全画面スライダーは全く別の2案件で利用したのですが、1件は上述した外部サイト同様にパワーポイントやエクセル、ワードやPDFをアップロードして画像に変換してスライド化するといったものでした。ただ、社内資料を社員限定で共有するためのツールでしたので埋め込みコード等は有りません。これを完全無料で作成します。

流れとしては以下となります。

  • 1)  パワーポイント等のファイルをアップロード
  • 2) PDFに変換
  • 3) PHP imagemagickでPDFをページごとに画像化

サクッ書いていますが、PDFへの変換で躓くかと思います。

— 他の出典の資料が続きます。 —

Issue #1011, opened 2020-02-13
bug: dataset commands fail in subdirectories


rokroskar:
Running `renku dataset` commands fails if the user is not in the repository root.

PR #1012, opened 2020-02-14
fix: enable dataset cmd in sub directories

jsam:
closes: #1011


tests/cli/test_datasets.py
```diff
@@ -1481,3 +1482,20 @@ def test_pull_data_from_lfs(runner, client, tmpdir):
 
     result = runner.invoke(cli, ['storage', 'pull', str(relative_path)])
     assert 0 == result.exit_code
+
+
+def test_dataset_cmd_subdirectory(runner, project):
```
rokroskar: Thanks!

PR #1021, opened 2020-02-17
docs(svc): doc strings typos fixed

jsam:


renku/service/serializers/datasets.py
```diff
@@ -122,7 +122,7 @@ class DatasetListRequest(Schema):
 
 
 class DatasetDetails(Schema):
-    """Serialize dataset to response object."""
+    """Serialize a dataset to response object."""
```
rokroskar:
```suggestion
    """Serialize a dataset to a response object."""
```

renku/service/serializers/datasets.py
```diff
@@ -150,7 +150,7 @@ class DatasetFilesListRequest(Schema):
 
 
 class DatasetFileDetails(Schema):
-    """Serialzie dataset files to response object."""
+    """Serialize dataset files to response object."""
```
rokroskar:
```suggestion
    """Serialize dataset files to a response object."""
```

renku/service/views/datasets.py
```diff
@@ -129,7 +129,7 @@ def list_dataset_files_view(user, cache):
 @use_kwargs(DatasetAddRequest)
 @marshal_with(DatasetAddResponseRPC)
 @header_doc(
-    'Add uploaded file to cloned repository.', tags=(DATASET_BLUEPRINT_TAG, )
+    'Add an uploaded file to cloned repository.', tags=(DATASET_BLUEPRINT_TAG, )
```
rokroskar:
```suggestion
    'Add an uploaded file to a cloned repository.', tags=(DATASET_BLUEPRINT_TAG, )
```

renku/service/serializers/datasets.py
jsam: My linter says both forms are correct. :thinking:

rokroskar: run the grammar check in word to break the tie :)

jsam: I don't have to. I trust you and your years of experience of being grammar police! I applied the requested changes!

Issue #1025, opened 2020-02-18
Error in exporting an imported Zenodo dataset to Dataverse


mohammad-sdsc:
**Describe the bug**
A dataset which was previously imported from Zenodo cannot be exported to Dataverse.

**To Reproduce**
1. Import a dataset
```
$ renku dataset import https://zenodo.org/record/3606669 --short-name my-data
CHECKSUM                          NAME                SIZE (MB)  TYPE
--------------------------------  ----------------  -----------  ------
9eb4075f9abc17c5f76a2babdb475a1b  pyndl-v0.7.0.zip         0.50  zip
Do you wish to download this version? [y/N]: y
OK
```

2. Export dataset and select Tag [1] when prompted

```
$ renku dataset export my-data dataverse --dataverse-name SDSC-Test
Tag to export: 

<HEAD>  [1]
v0.7.0  [2]

Tag [1]: 1
Usage: renku dataset export [OPTIONS] SHORT_NAME PROVIDER

Error: Invalid value: Invalid control character at: line 29 column 51 (char 3028)
```

3. Export dataset and select Tag [2] when prompted

```
$ renku dataset export my-data dataverse --dataverse-name SDSC-Test
Tag to export: 

<HEAD>  [1]
v0.7.0  [2]

Tag [1]: 2
Usage: renku dataset export [OPTIONS] SHORT_NAME PROVIDER

Error: Invalid value: Dataset is not found.
```

PR #1028, opened 2020-02-19
fix: Dataverse export

mohammad-sdsc:
# Description
Fixes some issues with exporting datasets to Dataverse

Fixes https://github.com/SwissDataScienceCenter/renku-python/issues/1025


mohammad-sdsc:
Thanks for the review! 

As discussed, `HEAD` means the current version of the dataset (i.e. what is at the `HEAD` of the git). Since this is not exclusive to Dataverse and works the same for exporting to all providers, it does not belong to this PR (and will be addressed in other PRs if we decided to fix it).

PR #1030, opened 2020-02-19
build: use generic action for component update

### LINKED ISSUE #1029: use generic action to update renku-core version in main chart
To avoid duplication of common code, we should use the generic action from the main renku repo for updating the renku-core dependency.

rokroskar:
Replaces several steps of the publish action with a generic Docker action
from the main renku repo. 

Successful run here: https://github.com/SwissDataScienceCenter/renku-python/runs/456554251?check_suite_focus=true

Fixes #1029

### DIFF
--- a/.github/workflows/test_deploy.yml
+++ b/.github/workflows/test_deploy.yml
@@ -309,12 +309,14 @@ jobs:
     - uses: actions/checkout@v2
       with:
         fetch-depth: 0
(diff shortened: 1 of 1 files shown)


rokroskar:
This needs the corresponding PR in the renku repo.

rokroskar:
The PR in the main Renku repo has been merged so this should be safe to merge now.

PR #1033, opened 2020-02-20
chore: helm update for datasets workers

jsam:
Since dataset jobs should be independently be able to scale out, this PR adds additional worker container only for dataset jobs queue.


rokroskar:
Is there a test-deployment with this setup?

jsam:
No, I haven't tested it fully yet.

helm-chart/renku-core/values.yaml
```diff
@@ -15,9 +15,9 @@ cleanupProjectsTTL: 1800
 logLevel: WARNING
 
 image:
-  repository: renku/renku-core
+  repository: psam/renku-core
   tag: 'latest'
-  pullPolicy: IfNotPresent
+  pullPolicy: Always
```
rokroskar:
```suggestion
  pullPolicy: IfNotPresent
```

helm-chart/renku-core/values.yaml
```diff
@@ -15,9 +15,9 @@ cleanupProjectsTTL: 1800
 logLevel: WARNING
 
 image:
-  repository: renku/renku-core
+  repository: psam/renku-core
```
rokroskar:
```suggestion
  repository: renku/renku-core
```

helm-chart/renku-core/templates/deployment.yaml
```diff
@@ -40,18 +46,52 @@ spec:
...
             - name: RQ_WORKER_LOG_LEVEL
               value: {{ .Values.logLevel }}
+          volumeMounts:
+            - name: shared-volume
+              mountPath: {{ .Values.cacheDirectory }}
+
+        - name: {{ .Chart.Name }}-management-workers
+          image: "{{ .Values.image.repository }}:{{ .Values.image.tag }}"
+          imagePullPolicy: {{ .Values.image.pullPolicy }}
+          command: ["python"]
```
rokroskar: you want to run this without gunicorn?

jsam: It's a worker, no need for it. We should think of daemonizing it internally, but for now since we are running it on k8s, it should be fine.

helm-chart/renku-core/values.yaml
jsam: I know - ty! I'm waiting for 1052 and 1048 to be merge so I can test this PR one last time before merging it.

helm-chart/renku-core/values.yaml
jsam: I noticed there is an issue with caching images in k8s. I'm not sure what exactly was going on, but workers image received super old image without new code. I agree we should switch back, but we should also inspect the underlying issue. Which command do you use to provision deployment? Do you set some additional flag to force redownloading of new image?

rokroskar: no if I'm pushing the same image while developing I do it like this - but otherwise you should not use `latest` to avoid this altogether. Some implementations always pull images tagged with `latest` even if `IfNotPresent` is set, but others don't - I'm not sure if this is a k8s versioning issue or a rancher issue or maybe both.

rokroskar: But, if you want your changes reflected in realtime on a live deployment, the way to go is to use telepresence - I think there are some docs in the UI repo about how they set it up, but @lorenzo-cavazzi and @vfried do this all the time

jsam: I see. I think our issue is a bit different. So basically what happened is that I deployed `latest` which was this `docker pull renku/renku-core:0.1.0-763a51d`, and renku-core service container was deployed with correct image tag, but other containers in same deployment had container without `worker.py` or `scheduler.py` implying that the image version there was prior we introduce cleanups, and the error message I was receiving all 3 types of containers was `stat: not found renku/service/worker.py`, `stat: not found renku/service/scheduler.py`. Forcing the deployment to always pull the image fixed this issue, so (to me) smells like it could be some caching problem.

rokroskar: I would put my money on there being an error in the tags used rather than a layer caching problem with docker running the containers - or maybe you hit a name collision with the 7-digit hash?? Unlikely but possible I suppose.  

Also `renku/renku-core:0.1.0-763a51d` is not `renku/renku-core:latest` so I'm not sure I understand?

jsam: At the moment of testing (at friday), `latest` and `0.1.0-763a51d` were pointing to the same image, and I haven't touch any deployment configuration (in regards to image config) - so I'm not sure that it was a mistake on my part. Let's see if I can reproduce the image after we merge remaining PR's.

PR #1044, opened 2020-02-21
build: pin gitdb version

rokroskar:
Pins `gitdb` to avoid incompatibility with gitpython.


jachro:
✔️ Checked on renku-kuba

ただ、これは割りと簡単でLibreOfficeをサーバーへインストールし、コマンドを実行するだけです。

shell_exec('export HOME={ファイルパス} && libreoffice7.5 --headless -convert-to pdf --outdir {書き出し先}');

これはlinux系の例ですが、xampp等を使いwindowsパソコンで実行する場合はコマンドが少し変わります。

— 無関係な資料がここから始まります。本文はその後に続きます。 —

Issue #1190, opened 2020-04-15
test(service): add IT for protected branch sync


jsam:
We should craft an IT where we work with remote branch which is a protected branch. In this case service will fail and we could think about some simple coping mechanism for it:

* fork the change in a branch
* push the branch to remote 
* notify user that the changes were syncing through the branch (and displayed the generated branch name)

Issue #1189, opened 2020-04-15
test(service): add IT for changing master


jsam:
If project master changes on the remote, sync with remote action will fail. We should add a test for this case and think about solutions for this problems. Some of the possible things we could do is:
* pull & retry push
* reclone (depth=1) & retry push

Panaetius:
There is a test for this now (using local remotes)

PR #1222, opened 2020-04-27
feat: protected branches support

jsam:
closes: #1190 

This PR adds a feature for handling failures to sync with remote repositories. In case of such failures, it will create a new branch (named by generating `uuid4()` ) and push it to a remote. Because of this behaviour, we add to responses of `datasets.add` and `datasets.create`. In cases where we sync with remote within jobs, this `remote_branch` key will be written inside of job details which can be accessed via `/jobs`.

Additional key in HTTP responses can be found in:

```
{
  ...
  "remote_branch": "d059c132512846e88aa642e88a1bf6e2"
  ...
}
```

or in case of a job details:

```
{
  ...
  "extras": {
      "remote_branch": "d059c132512846e88aa642e88a1bf6e2"
  }
  ...
}
```

### DIFF
--- a/renku/service/cache/models/job.py
+++ b/renku/service/cache/models/job.py
@@ -62,3 +62,10 @@ class Job(Model):
 
         self.extras['error'] = error
         self.save()
+
+    def update_extras(self, key, value):
+        """Update extras field."""
+        if not self.extras:
+            self.extras = {key: value}
+        else:
+            self.extras[key] = value
--- a/renku/service/jobs/datasets.py
+++ b/renku/service/jobs/datasets.py
@@ -89,7 +89,7 @@ def dataset_import(
             )
 
             remote_branch = repo_sync(project.abs_path)
-            user_job.update_extras = remote_branch
+            user_job.update_extras('remote_branch', remote_branch.name)
 
             user_job.complete()
         except (
@@ -124,7 +124,7 @@ def dataset_add_remote_file(
             )
 
             remote_branch = repo_sync(project.abs_path)
-            user_job.update_extras('remote_branch', remote_branch)
+            user_job.update_extras('remote_branch', remote_branch.name)
 
             user_job.complete()
     except (HTTPError, BaseException, GitCommandError) as e:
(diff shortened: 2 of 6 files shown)


rokroskar:
@vfried I guess there will need to be some new type of interaction built into the "add dataset" flow where a merge request is automatically created from the master branch and the user is presented with the option of merging it?

vfried:
Just to see if i understand correctly... in cases where the dataset.add and dataset.create fail because the branch is protected what would happen is:

Backend:
- a new branch is created 
- we receive the branch id inside /jobs
- the user should merge this branch into master 

Inside the UI:
- after the user puts "create" if we get inside /jobs "remote_branch" we should inform the user that a branch was created and that they have to merge it to see the datasets in the protected branch.

If this is correct, i have only one question... in case several actions are taken (create and then add) does one branch get created or two? I think it would be important that the create and add are seen as only one operation in case of dataset create, and in the future in case we edit the dataset metadata and on top of that files get added.

jsam:
> If this is correct, i have only one question... in case several actions are taken (create and then add) does one branch get created or two? I think it would be important that the create and add are seen as only one operation in case of dataset create, and in the future in case we edit the dataset metadata and on top of that files get added.

Two branches will be created due to the fact that the remote upstream can change (the followup ticket to this one  #1189 . If the failure occurs, user needs to resolve it and merge the resolution manually through a pull request. 

There is a followup to improve this even further - with #1260 which I have partially implemented already we should offer a user a feature to work on a specific branch if he wants to (so I assume the UI should support this functionality as well).

Also one more thing to point out, the newly created branch is not only returned in `/jobs` endpoint, but it is also returned for sync operations in the response of it. In the `/jobs` endpoint, you can see that name for async operations.

vfried:
I think for now two branches are ok, I guess if we can allow the user to choose to work in a single branch we could also send inside the "add" files the branch that we receive from the "create"operation so we could allow the use of one branch even if the user doesn't select a branch to work with.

PDFで書き出されれば、あとはimagemagickで画像へ変換するだけです。

$imagick = new Imagick();
$imagick->setResolution(72,72); //144
$imagick->readImage({PDFファイルパス});

$page_count = $imagick->getimagescene();
for($i = 0; $i <= $page_count; $i++) {
  $imagick->setImageBackgroundColor('#ffffff');
  $imagick->setImageAlphaChannel(Imagick::ALPHACHANNEL_REMOVE);
  $imagick->mergeImageLayers(Imagick::LAYERMETHOD_FLATTEN);
}
//書き出し形式をpngに設定
$imagick->setImageFormat('png');

//ファイル書き出し。サーバーの絶対パスを指定する
$imagick->writeImages($rootPath."img/img.png", false);
//最後にオブジェクト破棄
$imagick->destroy();

ページごとに連番で画像が作成されますのでスライダーにセットすればOK!

実際に作ってみての感想

汎用的に考えるとLibreOfficeを使わずMS本家のAPIを使う方法も模索したのですが、コストが掛かります。今回はAWSで構築していますのでLibreOfficeをインストール出来ましたが、共有レンタルサーバー等では難しいです。

あとimagemagickを使った画像変換が重たいです。2~30ページの変換に数十秒掛かってしまいます。といっても外部サービスで試したところ、やはりそこその時間は掛かるようで仕方ないのかもしれません。

公開サービスとして使うのは難しいと思いますが、社内資料を管理する程度の目的でしたらこれで十分かと思います!